Jan 02 2009
Deciding on your future
As a woman, we have a lot of decisions to make. Throughout our lives we battle with the decision of who to have friendships with and who to leave behind. We wait with baited breath on what our future will behold. When we will get married? Who will fall in love with us? Who will we fall in love with?
So far ladies, it hasn’t changed. It hasn’t stopped. There are decisions that we are required to make in our lives that will contribute to the paths we will take. Example? You choose to go to college across the country because of its excellent academic program. Perhaps your plan is just to go to school there and then move back home- ar atleast closer to where home was, and work. But….it can change your path for you- because of where it is located. Think about the fact that you are now located on the other side of the world and the change of scenery has captured your heart. Perhaps you have decided to stay- because after 4 years, you know the area and love the weather. Your choice has helped to curve your plan and your path.
Now, focusing on marriage. You choose to date a guy. You end up falling in love with him. You chose to date him, but did not choose to fall in love with him. (I do not believe you can choose to fall in love). Now you have to decide what to do. Will you say yes if he asks you to marry him? Will you say you are not ready? It is your choice. But your choice will have consequences either way. When I say consequences, I am not using the word in a negative manner. Each decision you make has natural consequences. In this case, if you choose to say yes, the natural consequence is that you will be married (unless you change your mind later). If you chose to say no you will a) hurt him b) more than likely not be asked again. Natural consequences.
If you choose to date a man in the military, you fall in love, you say yes and you follow through- you will be a military wife. You will spend a lot of time without him up front and personal. But you will have a pride only military wives can have. If you choose to date a man that lives in another stae….you will more than likely spend more time missing him that you will with him. You will always wonder if he is being faithful to you- and he will wonder the same. Eventually, one of you will have to move to be with each other, and then….what if it doesn’t work out?
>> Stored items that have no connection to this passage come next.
Issue #688, opened 2026-06-03
SQL Injection in Supabase Peer Discovery (backend/controllers/matchController.js)


riddhima25bet10005-a11y:
In getSupabaseDiscover, the raw search input is interpolated directly into a PostgREST .or() query: query.or(name.ilike."%safeSearch{safeSearch}%"). While it escapes double quotes, it fails to escape commas (,) and parentheses (()). An attacker can inject arbitrary PostgREST query conditions to bypass filters or extract unauthorized data.

riddhima25bet10005-a11y:
Hi @durdana3105 
Kindly assign this issue to me.
I am under GSSoC 2026.

PR #695, opened 2026-06-03
Fix: SQL Injection in Supabase Peer Discovery (#688)

riddhima25bet10005-a11y:
This PR resolves issue #688 by stripping out special PostgREST characters (such as commas and parentheses) from the search input before it is interpolated into the `.or()` filter string. This completely prevents attackers from bypassing the double-quote escaping to inject arbitrary SQL logic.


riddhima25bet10005-a11y:
Hi @durdana3105 
Kindly review and merge.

All questions that you have to ask yourself. Due to some recent events in the lives of those around me, I’ve been thinking about this. And now I remember why I don’t want to get married again. Why I wouldn’t want to have to start all over again. I’m in a relationship that I have been in for nearly 3 years. We have been through good, bad and downright ugly. But neitherof us has run yet. We are still hanging in there. What if I don’t want to advance? Not get married…..but not break up either. Is that allowed? What are the consequences of choosing that path?
I’m not sure what the consequences of just being together without marriage are either. I do know however that it’s sort of driving me crazy not knowing for sure how to proceed with my life. Do I stick around here and never really follow my dream, or do I go follow my dream and hope that he’ll still be faithful through a long distance relationship? If we do get married, will I really ever get the chance to follow my dream, or will I have to abandon it? Just stuff I think about.
I can definitely understand the confusing feelings. I’d normally say that you should get married if you’re committing to someone, because after all, that’s essentially what marriage is: your promise that you’re committing to this person, and you’re saying that before your friends, family, God, and government. But at the same time, when one gets married, and it doesn’t work out, and they do it again and it doesn’t work out, it can be quite hurtful to keep trying (whether these were your own fault or not). Especially when thinking marriages are quite disposable in today’s society. (Since the divorce rate is nearing 70% I hear.)
So I guess my thoughts (considering they’re coming from a never married woman who has only had 2 serious relationships in 26 years) is that if you love him, and you’re committing to him, then you can probably treat him like you’re married (and make sure he treats you like his wife), and maybe file for marriage if you want the tax benefits. Let your friends know, and let God know. It’s a tough decision, I understand. It’s hard to have your heart broken.